▸ Data supplied:

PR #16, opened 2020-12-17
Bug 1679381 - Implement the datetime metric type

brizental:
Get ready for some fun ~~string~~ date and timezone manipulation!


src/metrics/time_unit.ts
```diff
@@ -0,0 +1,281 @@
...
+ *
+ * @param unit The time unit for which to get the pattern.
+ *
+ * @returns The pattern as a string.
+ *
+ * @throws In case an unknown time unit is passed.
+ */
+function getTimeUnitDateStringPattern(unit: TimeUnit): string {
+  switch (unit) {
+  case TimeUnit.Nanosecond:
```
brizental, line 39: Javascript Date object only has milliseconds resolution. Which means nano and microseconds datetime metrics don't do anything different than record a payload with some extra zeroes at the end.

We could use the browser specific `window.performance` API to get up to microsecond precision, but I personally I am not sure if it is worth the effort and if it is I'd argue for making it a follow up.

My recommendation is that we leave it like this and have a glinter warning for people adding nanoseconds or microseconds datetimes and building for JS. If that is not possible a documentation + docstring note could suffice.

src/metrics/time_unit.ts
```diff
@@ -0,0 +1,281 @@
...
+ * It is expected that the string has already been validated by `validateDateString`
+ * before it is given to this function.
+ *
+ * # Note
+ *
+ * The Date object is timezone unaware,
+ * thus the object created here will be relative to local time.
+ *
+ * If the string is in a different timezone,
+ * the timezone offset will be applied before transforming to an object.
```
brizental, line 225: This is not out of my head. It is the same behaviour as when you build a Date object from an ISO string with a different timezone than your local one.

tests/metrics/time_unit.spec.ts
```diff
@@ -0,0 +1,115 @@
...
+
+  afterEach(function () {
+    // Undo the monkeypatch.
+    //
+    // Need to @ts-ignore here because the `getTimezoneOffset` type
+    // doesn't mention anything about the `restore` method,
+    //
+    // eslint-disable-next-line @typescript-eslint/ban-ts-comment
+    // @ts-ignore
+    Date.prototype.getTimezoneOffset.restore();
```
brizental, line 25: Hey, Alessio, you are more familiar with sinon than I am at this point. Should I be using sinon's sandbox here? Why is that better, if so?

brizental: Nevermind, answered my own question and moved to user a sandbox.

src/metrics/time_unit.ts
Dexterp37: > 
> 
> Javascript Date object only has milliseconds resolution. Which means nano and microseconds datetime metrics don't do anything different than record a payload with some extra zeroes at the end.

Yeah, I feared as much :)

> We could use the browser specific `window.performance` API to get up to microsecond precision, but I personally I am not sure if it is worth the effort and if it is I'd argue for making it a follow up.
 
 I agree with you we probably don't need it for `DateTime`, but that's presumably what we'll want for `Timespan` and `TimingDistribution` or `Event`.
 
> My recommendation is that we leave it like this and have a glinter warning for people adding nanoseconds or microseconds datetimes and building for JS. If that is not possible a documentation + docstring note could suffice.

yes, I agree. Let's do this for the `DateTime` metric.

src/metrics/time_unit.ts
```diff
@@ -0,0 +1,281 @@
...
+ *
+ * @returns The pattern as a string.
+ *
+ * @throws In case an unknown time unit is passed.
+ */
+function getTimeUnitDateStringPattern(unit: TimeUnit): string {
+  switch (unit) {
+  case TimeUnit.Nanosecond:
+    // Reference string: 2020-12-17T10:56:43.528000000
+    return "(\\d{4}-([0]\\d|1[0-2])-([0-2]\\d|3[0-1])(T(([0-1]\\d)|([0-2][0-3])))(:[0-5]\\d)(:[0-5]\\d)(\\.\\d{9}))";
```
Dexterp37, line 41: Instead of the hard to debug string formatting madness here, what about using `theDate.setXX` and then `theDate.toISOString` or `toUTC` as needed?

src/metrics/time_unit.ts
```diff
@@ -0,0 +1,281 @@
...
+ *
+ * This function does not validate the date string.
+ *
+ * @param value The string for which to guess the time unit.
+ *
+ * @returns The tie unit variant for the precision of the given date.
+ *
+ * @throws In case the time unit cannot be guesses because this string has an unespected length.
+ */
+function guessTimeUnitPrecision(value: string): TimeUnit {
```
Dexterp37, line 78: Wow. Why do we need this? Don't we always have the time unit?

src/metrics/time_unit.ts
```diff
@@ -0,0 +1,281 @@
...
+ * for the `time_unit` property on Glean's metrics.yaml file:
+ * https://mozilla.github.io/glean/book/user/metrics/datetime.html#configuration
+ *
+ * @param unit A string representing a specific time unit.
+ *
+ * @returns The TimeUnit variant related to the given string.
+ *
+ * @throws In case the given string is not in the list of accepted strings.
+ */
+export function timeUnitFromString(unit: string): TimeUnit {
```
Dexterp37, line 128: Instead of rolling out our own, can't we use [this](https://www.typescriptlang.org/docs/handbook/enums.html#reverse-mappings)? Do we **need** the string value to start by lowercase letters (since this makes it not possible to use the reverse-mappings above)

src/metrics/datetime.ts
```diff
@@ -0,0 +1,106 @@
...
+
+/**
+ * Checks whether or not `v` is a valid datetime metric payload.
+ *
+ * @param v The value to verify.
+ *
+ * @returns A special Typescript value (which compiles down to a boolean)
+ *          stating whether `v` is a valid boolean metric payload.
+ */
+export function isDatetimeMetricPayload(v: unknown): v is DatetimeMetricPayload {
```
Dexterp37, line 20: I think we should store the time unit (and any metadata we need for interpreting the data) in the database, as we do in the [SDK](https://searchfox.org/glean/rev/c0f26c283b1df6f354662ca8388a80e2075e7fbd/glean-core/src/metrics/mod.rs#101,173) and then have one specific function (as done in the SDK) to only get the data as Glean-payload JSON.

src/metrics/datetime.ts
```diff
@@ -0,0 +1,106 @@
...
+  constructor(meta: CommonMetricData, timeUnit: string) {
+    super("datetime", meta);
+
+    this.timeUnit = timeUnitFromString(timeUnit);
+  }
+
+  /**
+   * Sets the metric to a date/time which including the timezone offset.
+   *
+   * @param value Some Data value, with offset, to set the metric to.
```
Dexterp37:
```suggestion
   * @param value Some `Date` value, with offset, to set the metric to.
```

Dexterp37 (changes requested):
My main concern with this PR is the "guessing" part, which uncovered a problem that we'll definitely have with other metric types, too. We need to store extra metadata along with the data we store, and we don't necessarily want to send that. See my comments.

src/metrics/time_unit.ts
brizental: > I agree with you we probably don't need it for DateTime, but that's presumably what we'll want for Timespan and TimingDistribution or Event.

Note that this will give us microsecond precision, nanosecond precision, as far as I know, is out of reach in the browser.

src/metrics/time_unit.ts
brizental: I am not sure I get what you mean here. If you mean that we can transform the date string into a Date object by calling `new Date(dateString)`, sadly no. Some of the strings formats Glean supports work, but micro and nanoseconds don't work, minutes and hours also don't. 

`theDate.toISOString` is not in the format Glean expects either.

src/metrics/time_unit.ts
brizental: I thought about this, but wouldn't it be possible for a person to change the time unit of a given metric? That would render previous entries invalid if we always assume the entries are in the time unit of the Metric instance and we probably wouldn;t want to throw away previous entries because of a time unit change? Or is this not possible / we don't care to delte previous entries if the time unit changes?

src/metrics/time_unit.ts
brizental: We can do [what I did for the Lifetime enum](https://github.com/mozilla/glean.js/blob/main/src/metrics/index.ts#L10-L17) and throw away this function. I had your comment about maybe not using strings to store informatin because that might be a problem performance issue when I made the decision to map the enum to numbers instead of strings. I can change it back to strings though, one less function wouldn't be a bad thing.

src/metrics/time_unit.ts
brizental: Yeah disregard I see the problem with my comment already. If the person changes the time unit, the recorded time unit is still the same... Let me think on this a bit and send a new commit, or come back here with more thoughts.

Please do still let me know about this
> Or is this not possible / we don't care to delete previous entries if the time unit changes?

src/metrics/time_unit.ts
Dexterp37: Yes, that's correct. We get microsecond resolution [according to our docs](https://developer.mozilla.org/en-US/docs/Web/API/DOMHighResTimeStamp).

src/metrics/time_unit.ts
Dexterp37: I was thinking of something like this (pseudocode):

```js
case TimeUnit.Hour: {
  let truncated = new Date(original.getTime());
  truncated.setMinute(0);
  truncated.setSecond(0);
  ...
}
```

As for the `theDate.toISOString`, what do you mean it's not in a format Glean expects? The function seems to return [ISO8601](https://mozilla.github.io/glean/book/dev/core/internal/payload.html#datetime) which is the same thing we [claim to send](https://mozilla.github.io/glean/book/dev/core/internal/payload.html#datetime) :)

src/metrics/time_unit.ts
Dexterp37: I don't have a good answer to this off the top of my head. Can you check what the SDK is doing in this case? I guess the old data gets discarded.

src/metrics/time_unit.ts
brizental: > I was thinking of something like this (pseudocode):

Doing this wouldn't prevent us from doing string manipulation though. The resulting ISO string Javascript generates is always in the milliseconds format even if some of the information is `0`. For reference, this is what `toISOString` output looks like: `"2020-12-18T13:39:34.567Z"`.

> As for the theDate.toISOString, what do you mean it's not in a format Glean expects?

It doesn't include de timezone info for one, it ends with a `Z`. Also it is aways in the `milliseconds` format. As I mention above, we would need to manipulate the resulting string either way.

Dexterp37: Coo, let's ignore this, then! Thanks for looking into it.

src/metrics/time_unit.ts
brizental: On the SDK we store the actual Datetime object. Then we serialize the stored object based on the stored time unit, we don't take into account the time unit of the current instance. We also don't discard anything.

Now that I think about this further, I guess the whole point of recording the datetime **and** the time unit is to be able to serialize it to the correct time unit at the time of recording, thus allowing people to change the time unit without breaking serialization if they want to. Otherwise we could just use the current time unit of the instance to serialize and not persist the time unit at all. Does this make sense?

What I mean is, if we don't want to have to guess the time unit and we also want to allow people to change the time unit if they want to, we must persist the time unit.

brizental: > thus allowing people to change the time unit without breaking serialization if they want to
...
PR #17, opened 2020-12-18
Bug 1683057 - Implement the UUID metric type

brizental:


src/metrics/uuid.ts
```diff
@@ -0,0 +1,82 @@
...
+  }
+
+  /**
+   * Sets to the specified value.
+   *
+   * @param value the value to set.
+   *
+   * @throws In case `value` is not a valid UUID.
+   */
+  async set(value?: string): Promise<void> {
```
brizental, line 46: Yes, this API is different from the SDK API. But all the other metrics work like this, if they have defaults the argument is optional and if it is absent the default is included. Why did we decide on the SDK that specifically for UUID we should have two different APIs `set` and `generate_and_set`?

▸ What you have to do: Identify each line in the records above that contains the word "before", and copy it out in full.

▸ Written solution:
+ * before it is given to this function.
+ * the timezone offset will be applied before transforming to an object.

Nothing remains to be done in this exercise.